> _Assignment_: Retype every line of the records exactly.

> _Source material_:
PR #393, opened 2023-12-21
InMemoryChatMemoryStore, tests

crutcher:
Add InMemoryChatMemoryStoreTest with full coverage. Make InMemoryChatMemoryStore synchronized on its messages for thread protection.


langchain4j-core/src/main/java/dev/langchain4j/store/memory/chat/InMemoryChatMemoryStore.java
```diff
@@ -13,20 +13,22 @@
  * This storage mechanism is transient and does not persist data across application restarts.
  */
 public class InMemoryChatMemoryStore implements ChatMemoryStore {
-
     private final Map<Object, List<ChatMessage>> messagesByMemoryId = new ConcurrentHashMap<>();
 
     @Override
+    synchronized
```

> _Task solution_:
PR #393, opened 2023-12-21
InMemoryChatMemoryStore, tests

crutcher:
Add InMemoryChatMemoryStoreTest with full coverage. Make InMemoryChatMemoryStore synchronized on its messages for thread protection.


langchain4j-core/src/main/java/dev/langchain4j/store/memory/chat/InMemoryChatMemoryStore.java
```diff
@@ -13,20 +13,22 @@
  * This storage mechanism is transient and does not persist data across application restarts.
  */
 public class InMemoryChatMemoryStore implements ChatMemoryStore {
-
     private final Map<Object, List<ChatMessage>> messagesByMemoryId = new ConcurrentHashMap<>();
 
     @Override
+    synchronized
```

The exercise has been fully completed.